Calibration: why raw predictions aren't enough
A model that says '60% home win' on 100 matches should see the home team win roughly 60 of them. If it only wins 50, the model is overconfident — its probabilities are too high and any bets based on them will disappoint. Calibration is the process of correcting this systematic error.
We use isotonic regression to calibrate the raw XGBoost outputs. After calibration, our football model scores a Brier score of 0.177 — the Brier score measures calibration quality; lower is better, and 0.177 is within the range of the sharpest bookmakers. We benchmark against Pinnacle specifically because Pinnacle is the consensus sharp-market proxy: they accept professional bettors, move lines fast, and run the lowest margins in the industry. If you can't beat Pinnacle's implied probabilities on average, you haven't found an edge.
You can see the current model metrics and out-of-sample performance on our live model & track record page.
From probability to bet: expected value and the decision gate
Once the model outputs a probability, the comparison is simple.
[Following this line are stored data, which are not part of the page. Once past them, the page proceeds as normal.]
PR #1316, opened 2025-08-22
Enhancement #906/Smart Host Parsing for Target Address

Pallavikumarimdb:

## Description
This PR introduces smart host parsing for the Target Address field (issues highlighted in #906 ).
**Sub-issues addressed: 2.1 Smart Parsing for Host Targets**

**Solution:**
Users can now paste a full URL (e.g., http://192.168.1.2:81) directly into the IP/Hostname input, and the system will automatically extract and populate method, host, and port fields. Users still have the flexibility to manually edit each field if required.

* Added a parseHostTarget utility to extract protocol, host, and port from a pasted/typed URL or raw IP input.
* Auto-assign default ports when user input does not include one:
   - http:// → port 80
   - https:// → port 443
* Preserves user-provided ports if specified.
* Works for both domain names and IP addresses.

### DIFF
--- a/server/lib/remoteProxy.ts
+++ b/server/lib/remoteProxy.ts
@@ -70,4 +70,4 @@ export const proxyToRemote = async (
             )
         );
     }
-}
+};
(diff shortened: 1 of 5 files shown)


oschwartz10612:
Thanks so much! Seems to work well! :}

PR #1328, opened 2025-08-24
Enhancement #906/Resources Dashboard: Targets Column, Customizable Columns & Status Indicators

Pallavikumarimdb:

## Description
This PR implements the following enhancements to the Resources page, addressing issues #906 .

**4.1 Show Target in the Dashboard**
- Added a new “Target” column to the Resources table.
- Displays all configured targets for each resource in a dropdown menu.
- Targets are copyable (ip:port) with a single click.
image

 **4.2 Customizable Columns**
- Introduced column toggle controls, allowing users to select which columns are visible.
- Improves usability for large orgs with many resources.
image
image

**4.3 Status Icons**
- Added online/offline indicators (green/red dots):
> - Per resource: aggregated status → "online" if at least one target is reachable.
> - Per target: individual status displayed next to each target in the dropdown.
- Status is determined via a lightweight TCP connectivity check (tcp-check-batch endpoint).
- Results refresh on page reload; not intended as full monitoring, just quick QOL visibility.
image

### DIFF
--- a/src/components/DataTablePagination.tsx
+++ b/src/components/DataTablePagination.tsx
@@ -24,7 +24,6 @@ interface DataTablePaginationProps<TData> {
     isServerPagination?: boolean;
     isLoading?: boolean;
     disabled?: boolean;
-    renderAdditionalControls?: () => React.ReactNode;
 }
 
 export function DataTablePagination<TData>({
@@ -34,8 +33,7 @@ export function DataTablePagination<TData>({
     totalCount,
     isServerPagination = false,
     isLoading = false,
-    disabled = false,
-    renderAdditionalControls
+    disabled = false
 }: DataTablePaginationProps<TData>) {
     const t = useTranslations();
 
@@ -115,11 +113,6 @@ export function DataTablePagination<TData>({
                         ))}
                     </SelectContent>
                 </Select>
-                {renderAdditionalControls && (
-                    <div className="flex items-center space-x-2">
-                        {renderAdditionalControls()}
-                    </div>
-                )}
             </div>
 
             <div className="flex items-center space-x-3 lg:space-x-8">
--- a/src/components/ui/data-table.tsx
+++ b/src/components/ui/data-table.tsx
@@ -9,9 +9,7 @@ import {
     SortingState,
     getSortedRowModel,
     ColumnFiltersState,
-    getFilteredRowModel,
-    VisibilityState,
-    Column
+    getFilteredRowModel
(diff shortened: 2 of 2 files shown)


oschwartz10612:
This is great! I think we want to take this one but I think we are not ready yet for the status reporting and checking and stuff - and this could conflict with the health checks we recently added to the cloud. Do you think you could _remove_ the status online/offline column and the status indication for each of the targets? If so that would be great and then I think we could merge! I am sorry to ask you to remove work.

I also think if we are going to do column filtering we should do it on all of the tables instead of just the resource table. And maybe we should move this button into the footer so it is not front in center for the user at the top? I think most of the time people will not want to change the columns but I think it is important that there is the ability.

Pallavikumarimdb:
@oschwartz10612 , I’ve made the change. Could you please review and let me know if any further adjustments are needed?

P6g9YHK6:
> This is great! I think we want to take this one but I think we are not ready yet for the status reporting and checking and stuff - and this could conflict with the health checks we recently added to the cloud. Do you think you could _remove_ the status online/offline column and the status indication for each of the targets? If so that would be great and then I think we could merge! I am sorry to ask you to remove work.
> 
> I also think if we are going to do column filtering we should do it on all of the tables instead of just the resource table. And maybe we should move this button into the footer so it is not front in center for the user at the top? I think most of the time people will not want to change the columns but I think it is important that there is the ability.

i do not think a status indicator would conflict with the cloud feature as you are just displaying if the backend is up or not.
if not your failovers or any cloud feature would not work either.

i also feels like gate-keeping when the code is there and functional,  people using self-hosted do not deserve to have QOL feature kept away from them because it is somewhat similar to another service you sell. 😤

oschwartz10612:
Hey @Pallavikumarimdb! With the health checks out in oss we think we should complete this PR! Some notes we think we would like to change:

- [ ] Combine the targets into the status column. Maybe when you hover/click on the status icon it shows the targets? 
- [ ] Use the health check status for the status of the target in the display
- [ ] Targets can have unknown/not configured health checks. We should show these as gray icons
- [ ] We should summarize the status icon with the info from the targets. So if all of the targets are green then the status is green, if some are red then it is a "degraded status" and the color is yellow or something with a different icon. If they are all red then the status should indicate that its fully offline. In the calculation maybe we omit the unknowns/no monitored targets.

oschwartz10612:
Thanks so much! :}

Issue #1369, opened 2025-08-28
Can't create subdomain resource


nico-checkmk:
Hi again,

I have a newly installed single instance (fresh with 1.9.0) on which I try to create resources for a subdomain.
I have added my domain and it's subdomain to the configuration (example.com and sub.example.com). Then I create a resource for name.sub.example.com, click on create and the URL is only set to sub.example.com. Also traefik is trying to create a certificate for sub.example.com
Until version 1.9.1, it was possible to manually set the correct domain when editing the resource, but since the update to 1.9.2, it is not possible anymore.
When I edit my resource, go to the "General" tab and edit the Domain (which shows https://sub.example.com), it falls instantly back to sub.example.com (even without https)

Pallavikumarimdb:
Hi @nico-checkmk , What you’re experiencing is related to issue #1373 . Right now, if you enter the subdomain first and then choose the base domain, only the base domain gets saved - which is why you’re seeing it fall back to just sub.example.com. The behavior works correctly if the base domain is selected first and then the subdomain is entered.

nico-checkmk:
Thanks a lot!
My workaround for now is to enter the hostname and the subdomain part into the text field and then select my base domain. This looks a bit strange, but for now it works.

<img width="1541" height="193" alt="Image" src="https://github.com/user-attachments/assets/9668125a-27f2-4ddf-87f5-610e3aa762f5" />

oschwartz10612:
Thanks to @Pallavikumarimdb will be fixed in next patch release! :}

PR #1375, opened 2025-08-28
Preserve subdomain input when selecting a base domain

### LINKED ISSUE #1373: Subdomain not saved if entered before selecting base domain when editing a resource
When editing a resource domain, the subdomain is not saved correctly if the user enters it before selecting the base domain. If the base domain is selected first, and the subdomain is entered afterward, it works correctly.

Pallavikumarimdb:

## Description
This PR resolves #1373 and #1369 , where a subdomain entered before selecting a base domain was not saved when creating or editing a resource.

**Changes introduced:**

- Users can safely type a subdomain before choosing a base domain without losing input.
- Subdomain change and base domain selection now both trigger validation → ensuring state stays in sync regardless of order of operations.
- Improved subdomain validation to ensure consistency across inputs.
- The subdomain is sanitized (invalid characters removed).
- If compatible, it is preserved and combined with the base domain.

### DIFF
--- a/server/lib/schemas.ts
+++ b/server/lib/schemas.ts
@@ -1,18 +1,24 @@
 import { z } from "zod";
 
+
 export const subdomainSchema = z
     .string()
     .regex(
-        /^(?!:\/\/)([a-zA-Z0-9-_]+\.)*[a-zA-Z0-9-_]+$/,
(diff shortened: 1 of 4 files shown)


oschwartz10612:
Thanks so much Pallavi!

If our model says 45% and the bookmaker's odds imply 40%, the expected value is: (0.45 × odds) − 1. Positive EV means the bet is worth taking on average; negative means it isn't. You can test any scenario in our EV calculator.
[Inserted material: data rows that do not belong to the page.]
PR #1383, opened 2025-08-29
Fix subdomain preservation in DomainPicker when switching base domains

arevindh:

## Description
When a user typed a subdomain and then selected a different base domain, the subdomain value was being cleared due to `onDomainChange` being called with `subdomain: undefined`.

## How to test?

- User need to to have more than 1 domain to test.
- Type subdomain first then change the base domain.
- If the subdomain is valid for the new base domain, the subdomain should be preserved

This should be tested on **Create Resource Page** and **General Section** of  **Resource Settings**


Pallavikumarimdb:
Hi @arevindh , I had a look at your fix. I see you’re clearing the subdomain input whenever the base domain is edited after a subdomain has already been entered. That definitely avoids the case where only the base domain gets saved, but it puts the burden back on the user since they need to re-enter the subdomain.

I’ve already opened a PR with an alternative approach here: #1375 for similar issue. Could you verify if this resolves your concern as well?

arevindh:
> Hi @arevindh , I had a look at your fix. I see you’re clearing the subdomain input whenever the base domain is edited after a subdomain has already been entered. That definitely avoids the case where only the base domain gets saved, but it puts the burden back on the user since they need to re-enter the subdomain.
> 
> I’ve already opened a PR with an alternative approach here: #1375 for similar issue. Could you verify if this resolves your concern as well?

I haven't looked at your PR, but the subdomain does not get cleared if its valid.  

pangolin-1

oschwartz10612:
Thanks so much @arevindh but I think it was solved in [#1375](https://github.com/fosrl/pangolin/pull/1375). I appreciate the contribution!

Issue #1393, opened 2025-09-01
When clicking on the IP/Hostname field and saving, the Port and Method gets reset to default.


FabianBartl:
I updated to Pangolin v1.9.3 today, and wanted to change an IP/Hostname field of a Resource, but after saving the changes I got a Bad Request error.

The Issue is, that the Method and Port fields are reset to their default just by clicking in the IP/Hostname field and then somewhere else outside it, like saving the changes.

Pallavikumarimdb:
After recent change where the system auto-parses full URLs from the IP/Hostname field. It looks like the parse host target logic is being triggered even when values for method/port are already present, which causes them to reset to defaults unexpectedly.

I’m looking into this and will fix soon so that existing values for Method and Port are preserved unless the user explicitly changes them.

PR #1394, opened 2025-09-01
Fix/hostname field reset port and method

Pallavikumarimdb:

## Description
Modified the handlers to only trigger URL parsing when the input actually looks like a URL.

**Conditional updates:**
- Method: Only update if protocol was explicitly provided OR no method currently set
- Port: Only update if port was explicitly provided OR no port currently set
- IP: Always update (this is the primary field)

**Preserve existing values: Plain IP/hostname entries don't trigger parsing at all.
Update the parseHostTarget to support h2c.**

Fixes: #1393


oschwartz10612:
Awesome! Thanks for following and fixing so quickly! I tested and confirmed it works! Will release a patch later.

Pallavikumarimdb:
Happy to contribute! thanks for the quick review and support.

Staking follows fractional Kelly at 25%, capped at 5% of bankroll per bet. Kelly sizes each bet proportional to your edge divided by the odds; the 25% fraction buys down variance so a run of bad luck doesn't end the exercise before the maths can play out. Try sizing a bet yourself with our Kelly calculator.
To understand why any of this matters, see what value betting is — the same logic underpins every bet the model recommends.
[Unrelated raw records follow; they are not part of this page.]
Issue #1293, opened 2025-08-17
Maxing out resources to whatever the user has (or 100). Making resources browsable under sites?


MrKromz:
I love pangolin!!!

Hello, curious what other people thought.... first time on github so apologies for not being so technical in advance.
I run an instance of newt for every server I use. I have a lot of resources (40+ and growing). 

1. is there a chance you folks could make the resources viewable under each site?  I spend most of my time on pangolin trying to find my resource. Having things like my truenas or unraid servers get pushed to the bottom of the list by default (alphabetical)

2. is there a chance you could make the resource page open to max number of resources (not just 10). I keep finding myself scrolling to the bottom and opening 100 as the max resources just to find a resource.

I am thinking something like a directory tree....
1.domain (optional as some people have multiple domains)
2.site
3.resources

I hope this makes sense... I dont even know if others have this same experience or not.....

oschwartz10612:
Hi!

Thanks for the feature suggestion!

I definitely see the need for this especially with that many sites and 
resources.

FYI - in version 1.9.0 we are removing sites from resources and adding 
them to targets so you can have different targets on different sites for 
the same resource.

PR #1421, opened 2025-09-05
Enhancement/Making resources browsable under sites

Pallavikumarimdb:

## Description
**Implementing site-specific resource browsing.**

- Site-specific resource listing: Shows only resources that target the selected site
- Search and filtering: Users can search through resources for that site

Fixes: #1293


Pallavikumarimdb:
Hi, @oschwartz10612 , Please take a look and let me know if any changes or improvements are needed.

oschwartz10612:
Thanks for the work on this @Pallavikumarimdb! We think it has drifted a little bit too much with all of the new information and it requires us to make sure we are putting resource info in two places now. We also are thinking about a future graphic implementation where you can see everything in one place separate from the table views and we feel it would be better to tackle it then.

PR #1297, opened 2018-09-11
Use GitHub Team slug instead of name

tburko:
GitHub Team slug is arguably more script-friendly, and less surprising field to use for team names.

Compare `acme:Full-time Technical Staff` using name, and `acme:full-time-technical-staff` using slug.

The team slug is already being used by Terraform data module https://www.terraform.io/docs/providers/github/d/team.html for team lookups. Also https://github.com/google/go-github/ refers to teams by slug in a few places.

Our own tooling uses slug across internal systems. Not a strong argument in itself, just suspect that many other organizations are doing the same.

I have considered making the field choice configurable. Could easily add a connector Config property say `teamNameField` to accept `name|slug|both` and default to `name` to keep backwards compatibility. On the other hand, it feels like unnecessary code and flexibility. Hopefully project owners can help to make a call.


tburko:
Implemented config property

connector/github/github.go
```diff
@@ -586,7 +594,7 @@ func (c *githubConnector) teamsForOrg(ctx context.Context, client *http.Client,
 
 		for _, team := range teams {
 			if team.Org.Login == orgName {
-				groups = append(groups, team.Name)
+				groups = append(groups, c.teamNamesExtractor(team)...)
```
ericchiang: "teamNamesExtractor" is overkill. Just use a switch statement :) It's waaay more readable.

Documentation/connectors/github.md
```diff
@@ -51,6 +52,15 @@ connectors:
...
       - red-team
       - blue-team
+
+    # Optional choice between 'name' (default), 'slug' or 'both'.
+    #
+    # As an example, group claims for member of 'Site Reliability Engineers' in
+    # Acme organization would yield:
+    #   - ['acme:Site Reliability Engineers'] for 'name'
+    #   - ['acme:site-reliability-engineers'] for 'slug'
+    #   - ['acme:Site Reliability Engineers', 'acme:site-reliability-engineers'] for 'both'
```
ericchiang: Do you have a use case for 'both'? I'd rather we drop it if not. If we ever add another field (maybe ID?) 'both' becomes a weird setting.

Issue #66, opened 2015-08-19
cmd/dex: user filters


mjibson:
We'd like to be able to restrict login to a service to any valid google account, for example `@coreos.com`.

philips:
Has anyone thought about how this would be implemented? This is something I feel is necessary before we run a public dex.coreos.systems that is used to authenticate our users into our k8s clusters.

bobbyrullo:
I think it could be done relatively easily with a flag + some logic in the registration code.

bcwaldon:
Working on this.

bcwaldon:
My first attempt was to add a check to the OIDC connector's callback handler, which effectively prevents any user from logging in to a remote OIDC Identity Provider. I left the code for this here: https://github.com/coreos/dex/tree/oidc-domain-filter. The UX provided by this solution isn't quite right, so I'm holding off on this until we figure out a better solution. The specific issue I ran into looks like this: you have two connectors, local and oidc, and registration is enabled (globally). My first approach would prevent users from registering via oidc if they weren't in the correct domain, but they could still create a local identity. 

It feels like we need to be able to disable registration globally, and per-connector. The specific use-case we are trying to solve for here requires that existing users can still log in regardless of whatever domain filtering is set up on the registration flow.

ericchiang:
To expand on this, I think we'd like some form of user filters. Either globally to dex, per client, or per connector.

```
filter:
    whitelist:
        groups: ["foo"]
        emails: ["bar@coreos.com"]
```

Maybe expand into regexps or email domain.

ericchiang:
FYI, after a lot of sitting on this I think this should probably be done by client apps instead of dex.

ericchiang:
> FYI, after a lot of sitting on this I think this should probably be done by client apps instead of dex.

This approach actually doesn't work for users who want to use the public client or device flows (if we ever implement the latter). So there's still value in this proposal.

srenatus:
#1371 seems to be a front page issue right now (😉) with a rather big overlap. 🧹 GCing this one, please bear with me.

PR #1298, opened 2018-09-11
[WIP] PreferredEmailDomain GitHub connector Config option

tburko:
Considering implementing this. Will help identify users by verified company email without asking them to mark it as primary.

Sample config:

```
-connectors:
  - type: github
    id: github
    name: GitHub
    config:
      clientID: 'REDACTED'
      clientSecret: 'REDACTED'
      redirectURI: 'https://dex.acme.org/dex/callback'
      orgs:
        - name: acme
      preferredEmailDomain: 'acme.org'
```

### DIFF
--- a/connector/github/github.go
+++ b/connector/github/github.go
@@ -40,13 +40,14 @@ var reLast = regexp.MustCompile("<([^>]+)>; rel=\"last\"")
 
 // Config holds configuration options for github logins.
 type Config struct {
-	ClientID     string `json:"clientID"`
-	ClientSecret string `json:"clientSecret"`
-	RedirectURI  string `json:"redirectURI"`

Why a model beats gut feeling
Human intuition is fast and pattern-hungry — both great properties in most situations, both liabilities in probability estimation. We overweight recent events (a team's last big win dominates our view of them), underweight regression to the mean, and are systematically biased toward popular outcomes. Bookmakers know this and price accordingly.
A model doesn't care about last weekend's highlight. It weights 105,000 historical outcomes and adjusts each feature by how much it actually predicted results in out-of-sample testing. The model is slower to update and less entertaining — but over 500 bets it will be less wrong than any individual analyst, which is the only number that matters.
The honest limits: what a model cannot do
A model is only as good as its inputs. Garbage in, garbage out — if we mislabel a team's lineup, miscalculate a pitcher's ERA, or train on data that has systematic recording errors, the model will confidently produce wrong probabilities. This is why we invest heavily in data quality and why every new feature goes through a controlled out-of-sample experiment before it ships.
- Variance is real. A 10% EV edge means a losing bet 40%+ of the time. Losing weeks and even losing months are part of the process.
- Market limits. Soft bookmakers limit or ban winning accounts. The edge only pays if you can actually place the bet.
- Model drift. Football tactics, roster construction, and officiating norms change. Models need periodic retraining; ours are re-evaluated at season end each year.
- Small samples lie. Statistically meaningful signal requires roughly 500 bets. Evaluate the model on CLV — did it beat closing prices? — not 50-bet win rate.
A realistic long-run yield from a well-calibrated model is 3–8%. That's a genuine edge in a negative-sum game. It compounds meaningfully with proper bankroll management. But it is not a guarantee, and it is not fast money.